--- Provided information Enclosed Below ---

PR #1928, opened 2026-03-02
feat: add async filesystem weight broadcast (type=async_filesystem)

shayonj:
During each training step, the filesystem weight broadcast gathers the full model state dict from GPU to CPU and then serializes it to disk (safetensors) before the trainer can proceed. In the synchronous path, the trainer is blocked for the full gather + write duration, which scales with model size and filesystem throughput. On shared/network filesystems, this can become a significant source of step latency.

We introduce `AsyncFileSystemWeightBroadcast`, a drop-in option activated through config:

```toml
[weight_broadcast]
type = "async_filesystem"
```

It splits broadcast into three phases:

1. **Synchronous FSDP gather with non-blocking DMA.** In `gather_weights_on_master`, when `non_blocking=True`, each tensor is copied into pinned CPU memory (`torch.empty(..., pin_memory=True)` + `.copy_(..., non_blocking=True)`) instead of blocking `.to("cpu")`. This queues DMA on the default CUDA stream without host blocking. A `torch.cuda.Event` is recorded after gather and used as a fence before background write reads tensor data.

2. **Main-thread state preparation.** Run metadata (paths, step counters, ready flags) is snapshotted on the main thread before background submission to avoid races with trainer-side state changes.

3. **Background serialization and disk I/O.** A single-worker `ThreadPoolExecutor` receives the pinned state dict, CUDA event, and run metadata; it calls `cuda_event.synchronize()` to drain in-flight DMA, then performs `save_state_dict` + STABLE marker notification off the training critical path. Backpressure is preserved: if a previous write is still in flight, `_wait_for_pending()` blocks the next broadcast, so worst-case behavior matches the synchronous path.

A `shutdown()` method on `WeightBroadcast` ensures in-flight async writes are drained before final checkpointing in `train.py`.

Wall-clock time for steps 1–19:
- sync = 67s (3.72s/step)
- async = 58s (3.22s/step) -> **13.4% faster**

Broadcast blocking time per step:
- sync ~= 1.5s (gather + write inline)
- async ~= 0.16s (gather-only blocking; write runs in background at ~1.5s with zero backpressure across all 20 steps)

These measurements are from a 0.6B model (~1.2 GB state dict).

---

> [!NOTE]
> **Medium Risk**
> Introduces a new threaded weight-broadcast path and non-blocking GPU→CPU transfers, which can surface race conditions or incomplete writes if mis-synchronized. Changes touch the trainer’s step loop and broadcast validation/config wiring, but are scoped to the filesystem broadcast family and include unit tests.
> 
> **Overview**
> Adds a new `async_filesystem` weight broadcast type that gathers weights synchronously but performs serialization and disk writes asynchronously on the trainer to reduce step blocking time.
> 
> Wires the new type through config (`SharedWeightBroadcastConfig`, trainer `WeightBroadcastConfig` union) and broadcast setup, including logic to keep inference/orchestrator using the `filesystem` protocol and to treat `filesystem`/`async_filesystem` as compatible during shared-config validation.
> 
> Updates training to treat both filesystem-based broadcasts equivalently for final-step behavior and cleanup, and adds `WeightBroadcast.shutdown()` so training drains any in-flight async writes before final checkpointing; includes unit tests covering config dispatch and async broadcast lifecycle helpers.
> 
> <sup>Written by [Cursor Bugbot](https://cursor.com/dashboard?tab=bugbot) for commit e12ba55ce88ae78bfadf8dc29cf8c80561e919ba. This will update automatically on new commits. Configure [here](https://cursor.com/dashboard?tab=bugbot).</sup>

### DIFF
--- a/src/prime_rl/trainer/rl/broadcast/__init__.py
+++ b/src/prime_rl/trainer/rl/broadcast/__init__.py
@@ -3,23 +3,20 @@ from pathlib import Path
 import torch
 
 from prime_rl.configs.trainer import LoRAConfig, WeightBroadcastConfig
+from prime_rl.trainer.rl.broadcast.async_filesystem import AsyncFileSystemWeightBroadcast
 from prime_rl.trainer.rl.broadcast.base import WeightBroadcast
+from prime_rl.trainer.rl.broadcast.filesystem import FileSystemWeightBroadcast
+from prime_rl.trainer.rl.broadcast.nccl import NCCLWeightBroadcast
 
 
 def setup_weight_broadcast(
     output_dir: Path, config: WeightBroadcastConfig, lora_config: LoRAConfig | None = None
 ) -> WeightBroadcast:
     if config.type == "nccl":
-        from prime_rl.trainer.rl.broadcast.nccl import NCCLWeightBroadcast
-
         return NCCLWeightBroadcast(output_dir, config, torch.cuda.current_device())
     elif config.type == "async_filesystem":
-        from prime_rl.trainer.rl.broadcast.async_filesystem import AsyncFileSystemWeightBroadcast
-
         return AsyncFileSystemWeightBroadcast(output_dir, config, lora_config)
     elif config.type == "filesystem":
-        from prime_rl.trainer.rl.broadcast.filesystem import FileSystemWeightBroadcast
-
         return FileSystemWeightBroadcast(output_dir, config, lora_config)
     else:
         raise ValueError(f"Invalid weight broadcast type: {config.type}")
--- a/src/prime_rl/trainer/rl/broadcast/__init__.py
+++ b/src/prime_rl/trainer/rl/broadcast/__init__.py
@@ -4,16 +4,22 @@ import torch
 
 from prime_rl.configs.trainer import LoRAConfig, WeightBroadcastConfig
 from prime_rl.trainer.rl.broadcast.base import WeightBroadcast
-from prime_rl.trainer.rl.broadcast.filesystem import FileSystemWeightBroadcast
-from prime_rl.trainer.rl.broadcast.nccl import NCCLWeightBroadcast
 
 
 def setup_weight_broadcast(
     output_dir: Path, config: WeightBroadcastConfig, lora_config: LoRAConfig | None = None
 ) -> WeightBroadcast:
     if config.type == "nccl":
+        from prime_rl.trainer.rl.broadcast.nccl import NCCLWeightBroadcast
+
         return NCCLWeightBroadcast(output_dir, config, torch.cuda.current_device())
+    elif config.type == "async_filesystem":
+        from prime_rl.trainer.rl.broadcast.async_filesystem import AsyncFileSystemWeightBroadcast
+
+        return AsyncFileSystemWeightBroadcast(output_dir, config, lora_config)
     elif config.type == "filesystem":
+        from prime_rl.trainer.rl.broadcast.filesystem import FileSystemWeightBroadcast
+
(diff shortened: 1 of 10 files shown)


src/prime_rl/trainer/rl/broadcast/async_filesystem.py
```diff
@@ -0,0 +1,242 @@
...
+                    save_lora_config(model, save_dir, rank=rank, alpha=alpha, dropout=dropout)
+
+                self._notify_orchestrator(save_dir)
+
+                # Avoid zombie run directories that get recreated by mkdir
+                # after the orchestrator deletes them during broadcast
+                if self.multi_run_manager.get_orchestrator_config(self.multi_run_manager.idx_2_id[idx]) is None:
+                    shutil.rmtree(run_dir)
+            except FileNotFoundError:
+                self.logger.warning(f"[async] Run {idx} directory deleted during broadcast, skipping")
```
mikasenghaas: nit: no need for `[async]` prefix. in debug mode, we append the file and line num we log from

src/prime_rl/trainer/rl/broadcast/async_filesystem.py
```diff
@@ -0,0 +1,242 @@
...
+            except Exception as e:
+                self.logger.error(f"[async] Error broadcasting weights for run {idx}: {e}")
+
+        self._last_broadcast_time = time.perf_counter() - write_start
+        self.logger.info(f"[BENCH] async background write completed in {self._last_broadcast_time:.3f}s")
```
mikasenghaas: lets not info log bench logic

src/prime_rl/utils/validation.py
```diff
@@ -100,19 +100,33 @@ def validate_shared_max_async_level(
         )
 
 
+def _broadcast_type_family(type_name: str) -> str:
```
mikasenghaas: can inline this function and keep public imo

src/prime_rl/trainer/rl/broadcast/__init__.py
```diff
@@ -4,16 +4,22 @@
...
 from prime_rl.trainer.rl.broadcast.base import WeightBroadcast
-from prime_rl.trainer.rl.broadcast.filesystem import FileSystemWeightBroadcast
-from prime_rl.trainer.rl.broadcast.nccl import NCCLWeightBroadcast
 
 
 def setup_weight_broadcast(
     output_dir: Path, config: WeightBroadcastConfig, lora_config: LoRAConfig | None = None
 ) -> WeightBroadcast:
     if config.type == "nccl":
+        from prime_rl.trainer.rl.broadcast.nccl import NCCLWeightBroadcast
```
mikasenghaas: any reason to not import module level?

mikasenghaas (commented):
i remember we had some silent races with async fs back in the days. today, we just use nccl for proper sized models anyways

src/prime_rl/trainer/rl/broadcast/async_filesystem.py
shayonj: secret is out! :D

src/prime_rl/trainer/rl/broadcast/__init__.py
shayonj: ah! nope, just old habit. Better to be consistent. 1s

shayonj:
that makes sense! Happy to sit on this or close this too given we rely on nccl. WDYT @mikasenghaas ?

shayonj:
chatted, gonna close given the nccl benefits. apreesh the review 🙏🏾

--- End of Enclosed Provided information ---

> _What you should do_: Whenever the string "steps" shows up in a line above, copy that line.

> _Exercise result_:
Wall-clock time for steps 1–19:
- async ~= 0.16s (gather-only blocking; write runs in background at ~1.5s with zero backpressure across all 20 steps)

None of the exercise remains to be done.